AI Designs Miniprotein Switches for GPCR Targeting

GPCRs
Credit: Juan Gaetner/ Getty Images / Science Photo Library

Many scientists first encountered G protein–coupled receptors (GPCRs) as a looping sketch across the cell membrane in an early biology textbook. That simple diagram belied the complexity of a receptor family now known to govern vision, smell, hormone sensing, and the actions of countless medicines. Yet despite their centrality, designing molecules that can precisely switch GPCRs on or off has remained one of drug discovery’s most persistent challenges.

A new study led by the UW Medicine Institute for Protein Design and Skape Bio demonstrates that AI‑driven de novo protein design can finally meet that challenge. The work, published recently in Nature, shows that computationally designed miniproteins—compact proteins under 100 amino acids—can be engineered to either activate or block GPCRs with high affinity, potency, and selectivity. The paper is titled “De novo design of miniproteins targeting G protein-coupled receptors.”

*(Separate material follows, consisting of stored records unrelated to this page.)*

PR #2920, opened 2016-05-31
Add icons for Perl 6 and C

catb0t:
I've added some icons for C and Perl 6. I've included the attribution for the Perl 6 icon, and I believe it's fair use.


kytrinyx:
Thanks!

PR #2927, opened 2016-06-01
Add lots of icons

catb0t:
Aside from adding a bunch of new icons, I also made the white backgrounds in the Perl 6 and Factor logos transparent, because they'll be displayed on a white page anyway, as well as cropping the Perl 6 logo down because it was huge for some reason.

Standard ML doesn't appear to have a logo associated with it, except for Standard ML of New Jersey, but that would be rather biased to one implementation, like using a Clang logo for the C track.

Visual BASIC .NET does have a logo or two, but they are proprietary and while they may be  geometric shapes at their essence, it was not very easy to come up with something I liked from them.

The Crystal icon is tiny, because it's the only one I could find without drawing it myself. It's rendered at 40x40 anyways, but maybe I'll decide to add a bigger, prettier one later.

The GNU Bash icon [was selected](https://hacklog.mu/vote-for-your-favorite-bash-logo/) by a landslide victory (by 12 total voters!) as the new icon of Bash. It's... not really official, but I think it's pretty.


ATTRIBUTION.md
```diff
@@ -62,6 +81,14 @@ The [Lisp logo](http://exercism.io/img/tracks/lisp.png) was designed by Xah Lee,
 The Lua icon is inspired by the [Lua logo](http://www.lua.org/images/), which was designed by Alexandre Nakonechnyj.
 
 
+**NASM icon** http://exercism.io/img/tracks/nim.png
```
kytrinyx: The URL for this one should be nasm.png

kytrinyx:
Thanks! There's just one link that has a copy/paste error (I think), then this is good to go.

ATTRIBUTION.md
catb0t: you are absolutely correct, I was lazy.

catb0t:
done.

catb0t:
I'll squash these commits and improve the commit message as soon as I can.

catb0t:
Practice makes perfect :)

kytrinyx:
Oh, hey! Look at that :sparkles: Thank you!

PR #2931, opened 2016-06-05
Add a link from exercises table to track

w1zeman1p:
I was finding myself going to the exercises table to see which ones I'd
completed, then clicking languages, finding the language I'm working on, then
clicking Available Exercises.

This adds a link to the existing Language name to the track. (Tried to deep link
to the exercises section i.e. `/languages/ruby#exercises`, but it looks like
the anchors aren't working onload?)

screen shot 2016-06-04 at 8 02 51 pm

### DIFF
--- a/app/views/user/_exercises_table.erb
+++ b/app/views/user/_exercises_table.erb
@@ -31,7 +31,11 @@
           <td><input type="checkbox" name="exercise_ids[]" value="<%= exercise.id %>"></td>
         <% end %>
 
-        <td><%= exercise.problem.language %></td>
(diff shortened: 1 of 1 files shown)


kytrinyx:
> Tried to deep link to the exercises section i.e. /languages/ruby#exercises, but it looks like
the anchors aren't working onload?

Yeah, the anchors aren't working. I think the real answer is to actually make separate pages for each section so that we can link to them without messing with javascript.

kytrinyx:
Thanks!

The research team developed a suite of design strategies to create miniproteins capable of slipping into the deep, flexible pockets that govern GPCR signaling. These pockets shift shape depending on whether the receptor is active or inactive, making them difficult to target with conventional biologics. By designing molecules that recognize specific receptor states, the team generated agonists for receptors involved in itch and pain, and antagonists for receptors implicated in cancer, metabolic disease such as diabetes and obesity, and migraine.

GPCR microprotein
A tiny protein (pink) designed on a computer fits into a deep pocket (inset) of a cell surface receptor called a GPCR (blue), allowing scientists to switch cell signaling on or off. [Edin Muratspahić/UW Medicine Institute for Protein Design]

“Protein design takes our understanding of how proteins fold and reverses it—asking if we can envision, with the aid of AI computing, a new protein that sticks to a target in a purpose-built way,” said senior author David Baker, PhD, director of the Institute for Protein Design, professor of biochemistry at the University of Washington School of Medicine, and a Howard Hughes Medical Institute Investigator. “This paper showcases how we can do this repeatedly for different GPCRs in ways that capitalize on their dynamic motion to either activate or inactivate them.”

Cryo‑EM structures of five designed miniproteins closely matched their computational models, underscoring the accuracy of the design pipeline. In one mouse study, a designed chemokine‑receptor antagonist mobilized hematopoietic stem and progenitor cells at levels comparable to a clinically used drug—but with fewer side effects, according to the authors.

For first author Edin Muratspahić, PhD, the moment of validation came when the designed molecules did more than bind. “Seeing computationally designed miniproteins not only bind but actually control GPCR signaling in living cells was a defining moment for me,” he said.

A second major advance reported in the study is a high‑throughput “receptor diversion” screening system that evaluates tens of thousands of designed proteins directly in living human cells. Traditional GPCR screens often require purifying or stabilizing receptors—steps that can distort their natural signaling behavior. By keeping receptors in their native membrane environment, the new system accelerates discovery while preserving biological relevance.

According to corresponding author Christoffer Norn, PhD, co‑founder of Skape Bio, the study lays out a roadmap for all‑computational design of GPCR ligands.

The methods described in the paper are already being adapted at Skape Bio to explore GPCR targets involved in metabolic, inflammatory, and neurologic pathways—areas where conventional discovery efforts have often struggled.